End-to-End Learning of Interactive Video Game Scripts with Deep Recurrent Neural Networks – We show that, based on a deep neural network (DNN) model, the Atari 2600-inspired video game Atari 2600 can be learnt from non-linear video clips. This study shows that Atari 2600 can produce a video that is non-linear in time compared to a video that contains any video clip. The learner then selects the shortest path to the next block of video to the Atari 2600. The Atari 2600-produced video contains the longest path to the next block of video and thus this process has been learnt to be non-linear.
In this paper, we propose a novel temporal reinforcement learning approach for supervised learning. We propose a unified framework to learn the temporal representations of objects in a natural hierarchy. This approach is based on deep learning and local search, and it jointly learns to learn temporal representations. Experiments show that the proposed framework leads to state-of-the-art performance on a variety of tasks. We also observe that the method is robust to a variety of biases, which are commonly encountered when looking at state-of-the-art deep learning systems. We believe that the proposed framework is of general interest to researchers who are trying to improve their temporal reinforcement learning systems.

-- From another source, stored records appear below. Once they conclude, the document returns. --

PR #923, opened 2025-06-12
Add new OPAL-RT Orchestra node-type

stv0g:
This PR is adding a new node-type for improving the interface between VILLASnode and OPAL-RT software platforms using OPAL-RT Orchestra Co-simulation framework.

We are using this new node-type both in the ENSURE and SEGuRo projects.

See:
- https://opal-rt.atlassian.net/wiki/spaces/PRD/pages/505348099/Orchestra+I+O
- https://opal-rt.atlassian.net/wiki/spaces/PRD/pages/143626248/Orchestra
- https://opal-rt.atlassian.net/wiki/spaces/PRD/pages/143787939/RT-LAB+API+Orchestra

### DIFF
--- a/packaging/nix/villas.nix
+++ b/packaging/nix/villas.nix
@@ -29,7 +29,7 @@
   withNodeMqtt ? withAllNodes,
   withNodeNanomsg ? withAllNodes,
   withNodeOpenDSS ? withAllNodes,
-  withNodeOpalOrchestra ? withAllNodes,
+  withNodeOpalOrchestra ? (withAllNodes && system == "x86_64-linux"),
   withNodeRedis ? withAllNodes,
   withNodeRtp ? withAllNodes,
   withNodeSocket ? withAllNodes,
@@ -145,59 +145,60 @@ stdenv.mkDerivation {
     protobufcBuildBuild
   ];
 
-  buildInputs =
-    [
-      libwebsockets
-      openssl
-      curl
-      spdlog
-      bash
-    ]
-    ++ lib.optionals withExtraTesting [
-      boxfort
-      criterion
-      libffi
-      libgit2
-      pcre2
-    ]
-    ++ lib.optionals withExtraGraphviz [ graphviz ]
-    ++ lib.optionals withHookLua [ lua ]
-    ++ lib.optionals withNodeAmqp [ rabbitmq-c ]
-    ++ lib.optionals withNodeComedi [ comedilib ]
-    ++ lib.optionals withNodeEthercat [ ethercat ]
-    ++ lib.optionals withNodeIec60870 [ lib60870 ]
-    ++ lib.optionals withNodeIec61850 [ libiec61850 ]
-    ++ lib.optionals withNodeKafka [
-      rdkafka
-      cyrus_sasl
-    ]
-    ++ lib.optionals withNodeModbus [ libmodbus ]
-    ++ lib.optionals withNodeMqtt [ mosquitto ]
-    ++ lib.optionals withNodeNanomsg [ nanomsg ]
-    ++ lib.optionals withNodeOpenDSS [ opendssc ]
-    ++ lib.optionals withNodeOpalOrchestra [ orchestra libxml2 ]
-    ++ lib.optionals withNodeRedis [ redis-plus-plus ]
-    ++ lib.optionals withNodeRtp [ libre ]
-    ++ lib.optionals withNodeSocket [ libnl ]
-    ++ lib.optionals withNodeTemper [ libusb1 ]
-    ++ lib.optionals withNodeUldaq [ libuldaq ]
-    ++ lib.optionals withNodeWebrtc [ libdatachannel ]
-    ++ lib.optionals withNodeZeromq [
-      czmq
-      libsodium
-    ];
+  buildInputs = [
+    libwebsockets
+    openssl
+    curl
+    spdlog
+    bash
+  ]
+  ++ lib.optionals withExtraTesting [
+    boxfort
+    criterion
+    libffi
+    libgit2
+    pcre2
+  ]
+  ++ lib.optionals withExtraGraphviz [ graphviz ]
+  ++ lib.optionals withHookLua [ lua ]
+  ++ lib.optionals withNodeAmqp [ rabbitmq-c ]
+  ++ lib.optionals withNodeComedi [ comedilib ]
+  ++ lib.optionals withNodeEthercat [ ethercat ]
+  ++ lib.optionals withNodeIec60870 [ lib60870 ]
+  ++ lib.optionals withNodeIec61850 [ libiec61850 ]
+  ++ lib.optionals withNodeKafka [
+    rdkafka
+    cyrus_sasl
+  ]
+  ++ lib.optionals withNodeModbus [ libmodbus ]
+  ++ lib.optionals withNodeMqtt [ mosquitto ]
+  ++ lib.optionals withNodeNanomsg [ nanomsg ]
+  ++ lib.optionals withNodeOpenDSS [ opendssc ]
+  ++ lib.optionals withNodeOpalOrchestra [
+    orchestra
+    libxml2
+  ]
+  ++ lib.optionals withNodeRedis [ redis-plus-plus ]
+  ++ lib.optionals withNodeRtp [ libre ]
+  ++ lib.optionals withNodeSocket [ libnl ]
+  ++ lib.optionals withNodeTemper [ libusb1 ]
+  ++ lib.optionals withNodeUldaq [ libuldaq ]
+  ++ lib.optionals withNodeWebrtc [ libdatachannel ]
+  ++ lib.optionals withNodeZeromq [
+    czmq
+    libsodium
+  ];
 
-  propagatedBuildInputs =
-    [
-      libuuid
-      jansson
-    ]
-    ++ lib.optionals withFormatProtobuf [
-      protobuf
-      protobufc
-    ]
-    ++ lib.optionals withNodeInfiniband [ rdma-core ]
-    ++ lib.optionals withExtraConfig [ libconfig ];
+  propagatedBuildInputs = [
+    libuuid
+    jansson
+  ]
+  ++ lib.optionals withFormatProtobuf [
+    protobuf
+    protobufc
+  ]
+  ++ lib.optionals withNodeInfiniband [ rdma-core ]
+  ++ lib.optionals withExtraConfig [ libconfig ];
 
   meta = {
     mainProgram = "villas";


lib/nodes/orchestra.cpp
```diff
@@ -0,0 +1,679 @@
...
+  int _write(struct Sample *smps[], unsigned cnt) override {
+    if (dataDefinitionFileWriteOnly) {
+      logger->warn("Stopping node after writing the DDF file");
+      setState(State::STOPPING);
+      return -1;
+    }
+
+    assert(cnt == 1);
+
+    try {
```
n-eiling, line 306: avoid exceptions

lib/nodes/orchestra.cpp
```diff
@@ -0,0 +1,679 @@
...
+                   subscribeMappings);
+    }
+
+    return 0;
+  }
+
+  void checkDuplicateNames(const DataSet &a, const DataSet &b) {
+    for (auto &[name, item] : a.items) {
+      if (b.items.find(name) != b.items.end()) {
+        throw RuntimeError(
```
n-eiling, line 466: avoid exceptions

lib/nodes/orchestra.cpp
```diff
@@ -0,0 +1,679 @@
...
+    if (dataDefinitionFilename) {
+      if (!std::filesystem::exists(*dataDefinitionFilename) &&
+          !dataDefinitionFileOverwrite) {
+        throw RuntimeError("OPAL-RT Orchestra Data Definition file (DDF) at "
+                           "'{}' does not exist",
+                           *dataDefinitionFilename);
+      }
+    } else {
+      if (dataDefinitionFileOverwrite) {
+        throw RuntimeError(
```
n-eiling, line 483: avoid exceptions

lib/nodes/orchestra.cpp
```diff
@@ -0,0 +1,679 @@
...
+
+    auto ret = dataDefinitionFilename
+                   ? RTConnectWithFile(dataDefinitionFilename->c_str(),
+                                       domain.name.c_str(), connectTimeout)
+                   : RTConnect(domain.name.c_str(), connectTimeout);
+    if (ret != RTAPI_SUCCESS) {
+      throw RTError(ret, "Failed to connect to Orchestra framework");
+    }
+
+    logger->info("Connected to Orchestra framework: domain={}", domain.name);
```
n-eiling, line 527: does this really need to be info?

lib/nodes/orchestra.cpp
```diff
@@ -0,0 +1,679 @@
...
+                  connectionKey);
+
+    RTConnectionLockGuard guard(connectionKey);
+
+    auto ret = dataDefinitionFilename
+                   ? RTConnectWithFile(dataDefinitionFilename->c_str(),
+                                       domain.name.c_str(), connectTimeout)
+                   : RTConnect(domain.name.c_str(), connectTimeout);
+    if (ret != RTAPI_SUCCESS) {
+      throw RTError(ret, "Failed to connect to Orchestra framework");
```
n-eiling, line 524: avoid exceptions.

lib/nodes/orchestra.cpp
```diff
@@ -0,0 +1,679 @@
...
+  int start() override {
+    if (dataDefinitionFileWriteOnly) {
+      return Node::start();
+    }
+
+    RTConnectionLockGuard guard(connectionKey);
+
+    RTWaitReadyToGo();
+
+    if (!domain.synchronous) {
```
n-eiling, line 589: maybe rename to asynchronous, because I only saw negative checks, and positive checks are more readable.

lib/nodes/orchestra.cpp
```diff
@@ -0,0 +1,679 @@
...
+
+    return Node::start();
+  }
+
+  int stop() override {
+    int ret = Node::stop();
+    if (ret)
+      return ret;
+
+    RTConnectionLockGuard guard(connectionKey);
```
n-eiling, line 601: Is this guaranteed to not be reodered? Maybe it's good pratice to encapsulate these guards into scopes (`{...}`)?

lib/nodes/orchestra.cpp
```diff
@@ -0,0 +1,679 @@
...
+
+    if (!domain.synchronous) {
+      task.stop();
+    }
+
+    auto ret2 = RTDisconnect();
+    if (ret != RTAPI_SUCCESS) {
+      throw RTError(ret2, "Failed to disconnect");
```
n-eiling, line 609: this function is even designed to use int to signal sucess, so here you really shouldnt use exceptions

lib/nodes/orchestra.cpp
```diff
@@ -0,0 +1,679 @@
...
+    return (int)NodeFactory::Flags::SUPPORTS_READ |
+           (int)NodeFactory::Flags::SUPPORTS_WRITE |
+           (int)NodeFactory::Flags::SUPPORTS_POLL |
+           (int)NodeFactory::Flags::HIDDEN;
+  }
+
+  std::string getName() const override { return "opal.orchestra"; }
+
+  std::string getDescription() const override {
+    return "OPAL-RT Orchestra client";
```
n-eiling, line 675: could be a bit more informative.

lib/nodes/orchestra/ddf.cpp
```diff
@@ -0,0 +1,410 @@
...
+  xmlNewProp(node, BAD_CAST "name", BAD_CAST name.c_str());
+  xmlNewChild(node, NULL, BAD_CAST "type", BAD_CAST "bus");
+
+  for (const auto &p : items) {
+    auto &item = p.second;
+    item->toXml(node, withDefault);
+  }
+}
+
+DataItem *BusItem::upsertItem(std::vector<std::string> pathComponents,
```
n-eiling, line 74: could use a more descriptive name. What is upsert?

lib/nodes/orchestra/ddf.cpp
```diff
@@ -0,0 +1,410 @@
...
+      "extcomm", &ec, "addrframework", &af, "portframework", &pf,
+      "nicframework", &nf, "nicclient", &nc, "coreframework", &cf, "coreclient",
+      &cc);
+  if (ret) {
+    throw ConfigError(json, err, "node-config-node-opal-orchestra-connection",
+                      "Failed to parse configuration of local connection");
+  }
+
+  if (ec) {
+    extcomm = ec;
```
n-eiling, line 255: why not use variable directly in unpack?

lib/nodes/orchestra/ddf.cpp
```diff
@@ -0,0 +1,410 @@
...
+              BAD_CAST fmt::format("{}", pciIndex).c_str());
+}
+
+void ConnectionRemote::parse(json_t *json) {
+  const char *nme;
+
+  json_error_t err;
+
+  int ret = json_unpack_ex(json, &err, 0, "{ s: s, s: i }", "card", &nme,
+                           "pciindex", &pciIndex);
```
n-eiling, line 298: use proper snake case (`pci_index`)

lib/nodes/orchestra/ddf.cpp
```diff
@@ -0,0 +1,410 @@
...
+  xmlNewProp(connection, BAD_CAST "nodeIdFramework",
+             BAD_CAST fmt::format("{}", nodeIdFramework).c_str());
+  xmlNewProp(connection, BAD_CAST "segmentId",
+             BAD_CAST fmt::format("{}", segmentId).c_str());
+}
+
+void ConnectionDolphin::parse(json_t *json) {
+  json_error_t err;
+  auto ret = json_unpack_ex(json, &err, 0, "{ s: i, s: i }", "nodeIdFramework",
+                            &nodeIdFramework, "segmentId", &segmentId);
```
n-eiling, line 328: use snake case

lib/nodes/orchestra/ddf.cpp
```diff
@@ -0,0 +1,410 @@
...
+  if (strcmp(type, "local") == 0) {
+    c = new ConnectionLocal();
+    c->parse(json);
+  } else if (strcmp(type, "remote") == 0) {
+    c = new ConnectionRemote();
+    c->parse(json);
+  } else if (strcmp(type, "dolphin") == 0) {
+    c = new ConnectionDolphin();
+    c->parse(json);
+  } else {
```
n-eiling, line 356: consider using a smart pointer and removing the exceptions

lib/nodes/orchestra/locks.cpp
```diff
@@ -0,0 +1,24 @@
...
+
+#include <mutex>
+
+extern "C" {
+#include <RTAPI.h>
+}
+
+#include <villas/nodes/orchestra/locks.hpp>
+
+static std::mutex globalLock;
```
n-eiling, line 17: this looks like a connection lock, but is implemented as a global lock. Is this intentional? Can we at least add a note that the lock should in the future be moved to a connection object?

lib/nodes/orchestra/signal.cpp
```diff
@@ -0,0 +1,221 @@
...
+  } else if (t == "int64") {
+    return orchestra::SignalType::INT64;
+  } else if (t == "float32") {
+    return orchestra::SignalType::FLOAT32;
+  } else if (t == "float64") {
+    return orchestra::SignalType::FLOAT64;
+  } else if (t == "bus") {
+    return orchestra::SignalType::BUS;
+  } else {
+    throw RuntimeError("Unknown Orchestra signal type: {}", t);
```
n-eiling, line 82: You could return an optional instead, or result if C++ has that.

lib/nodes/orchestra/signal.cpp
```diff
@@ -0,0 +1,221 @@
...
+  case orchestra::SignalType::INT64:
+    return "int64";
+  case orchestra::SignalType::FLOAT32:
+    return "float32";
+  case orchestra::SignalType::FLOAT64:
+    return "float64";
+  case orchestra::SignalType::BUS:
+    return "bus";
+  default:
+    throw RuntimeError("Unknown Orchestra signal type: {}", (int)t);
```
n-eiling, line 114: avoid exception

lib/nodes/orchestra/signal.cpp
```diff
@@ -0,0 +1,221 @@
...
+  }
+}
+
+SignalData
+villas::node::orchestra::toNodeSignalData(const char *orchestraData,
```
n-eiling, line 119: if `orchestraData` is opaque data, shouldn't it be `const void*`? Also a good candidate for a smart pointer.

n-eiling: This function is also not checking the size or if `orchestraData` is nullptr

CMakeLists.txt
```diff
@@ -158,55 +160,56 @@ else()
...
+cmake_dependent_option(WITH_NODE_INFLUXDB       "Build with influxdb node-type"                         "${WITH_DEFAULTS}" "" OFF)
+cmake_dependent_option(WITH_NODE_KAFKA          "Build with kafka node-type"                            "${WITH_DEFAULTS}" "RDKAFKA_FOUND" OFF)
+cmake_dependent_option(WITH_NODE_LOOPBACK       "Build with loopback node-type"                         "${WITH_DEFAULTS}" "" OFF)
+cmake_dependent_option(WITH_NODE_MODBUS         "Build with modbus node-type"                           "${WITH_DEFAULTS}" "MODBUS_FOUND" OFF)
+cmake_dependent_option(WITH_NODE_MQTT           "Build with mqtt node-type"                             "${WITH_DEFAULTS}" "MOSQUITTO_FOUND" OFF)
+cmake_dependent_option(WITH_NODE_NANOMSG        "Build with nanomsg node-type"                          "${WITH_DEFAULTS}" "NANOMSG_FOUND" OFF)
+cmake_dependent_option(WITH_NODE_NGSI           "Build with ngsi node-type"                             "${WITH_DEFAULTS}" "" OFF)
+cmake_dependent_option(WITH_NODE_OPAL_ORCHESTRA "Build with the opal-orchestra node-type"               "${WITH_DEFAULTS}" "OpalOrchestra_FOUND; LibXml2_FOUND" OFF)
```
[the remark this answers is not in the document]
stv0g: The FOUND variables are set by [`find_package_handle_standard_args`](https://cmake.org/cmake/help/latest/module/FindPackageHandleStandardArgs.html), which prefixes them by a package name. By convention package names in CMake are written in Pascal case.

See here for examples in the CMake documentation: https://cmake.org/cmake/help/latest/manual/cmake-packages.7.html

etc/examples/nodes/opal_orchestra.conf
```diff
@@ -0,0 +1,106 @@
...
+        # Enable to overwrite the DDF file.
+        # This is useful when you want to generate the DDF file from the configuration file
+        # for importing it into RT-LAB or HYPERSIM.
+        ddf_overwrite = true
+
+        # Orchestra domain name.
+        domain = "domain1"
+
+        # Connection timeout in seconds.
+        connect_timeout = 2
```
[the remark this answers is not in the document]
stv0g: I am not a big fan if encoding units, data-types or alike in the setting name.
But I agree that using different scales (microseconds vs seconds is not optimal).

I would like to extend the configuration parsing globally to also accept strings to these settings which allows parsing durations with units.
E.g. "4s", "10us".

etc/examples/nodes/opal_orchestra.conf
```diff
@@ -0,0 +1,106 @@
...
+
+        # Define the delay to wait when using flag synchronisation (XHP).
+        # This will call the system function usleep and free the CPU.
+        # In micro-seconds.
+        flag_delay = 0
```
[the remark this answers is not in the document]
stv0g: Same as above.

etc/examples/nodes/opal_orchestra.conf
```diff
@@ -0,0 +1,106 @@
...
+        states = false
+        multiple_publish_allowed = false
+
+        connection = {
+            # One of: local, remote or dolphin
+            type = "local"
+
+            # For 'local'
+            extcomm = "udp";
+            addrframework = "10.168.13.5";
```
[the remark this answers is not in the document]
stv0g: > Maybe not a good idea to include some internal IP here?

Good point. I will change this.

> Also consider using proper snake case (addr_framework), same for all keys below.

These settings originate from our Orchestra software and are passed verbatim.
Hence, I would prefer to keep the same naming to avoid confusion.

See: https://opal-rt.atlassian.net/wiki/spaces/PRD/pages/143626248/Orchestra

etc/examples/nodes/opal_orchestra.conf
```diff
@@ -0,0 +1,106 @@
...
+            coreclient = 0
+            nicframework = "eno2"
+            nicclient = "eno1"
+
+            # For 'remote'
+            card = "test"
+            pciindex = 0
+
+            # For 'dolphin'
+            nodeIdFramework = 0
```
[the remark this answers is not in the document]
stv0g: As above.

include/villas/nodes/orchestra/error.hpp
```diff
@@ -0,0 +1,39 @@
...
+ * SPDX-FileCopyrightText: 2025, OPAL-RT Germany GmbH
+ * SPDX-License-Identifier: Apache-2.0
+ */
+
+#pragma once
+
+#include <string>
+
+extern "C" {
+#include <RTAPI.h>
```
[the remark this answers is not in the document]
stv0g: Yeah, indentation here is removed by clang-format.

lib/nodes/orchestra/ddf.cpp
stv0g: See above. These are external settings.

lib/nodes/orchestra.cpp
```diff
@@ -0,0 +1,679 @@
...
+        logger->warn("Orchestra Framework has been stopped / unmapped");
+        setState(State::STOPPING);
+      } else {
+        logger->error("Failed to read from Orchestra: {}", e.what());
+      }
+      return -1;
+    }
+  }
+
+  int _write(struct Sample *smps[], unsigned cnt) override {
```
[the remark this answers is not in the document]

A Kernelized Bayesian Nonparametric Approach to Predicting Daily Driving Patterns
The Evolution of the Human Linguistic Classification Model
End-to-End Learning of Interactive Video Game Scripts with Deep Recurrent Neural Networks
Clustering and Ranking from Pairwise Comparisons over Hilbert Spaces
Deep Reinforcement Learning with Temporal Algorithm and Trace DistanceIn this paper, we propose a novel temporal reinforcement learning approach for supervised learning. We propose a unified framework to learn the temporal representations of objects in a natural hierarchy. This approach is based on deep learning and local search, and it jointly learns to learn temporal representations. Experiments show that the proposed framework leads to state-of-the-art performance on a variety of tasks. We also observe that the method is robust to a variety of biases, which are commonly encountered when looking at state-of-the-art deep learning systems. We believe that the proposed framework is of general interest to researchers who are trying to improve their temporal reinforcement learning systems.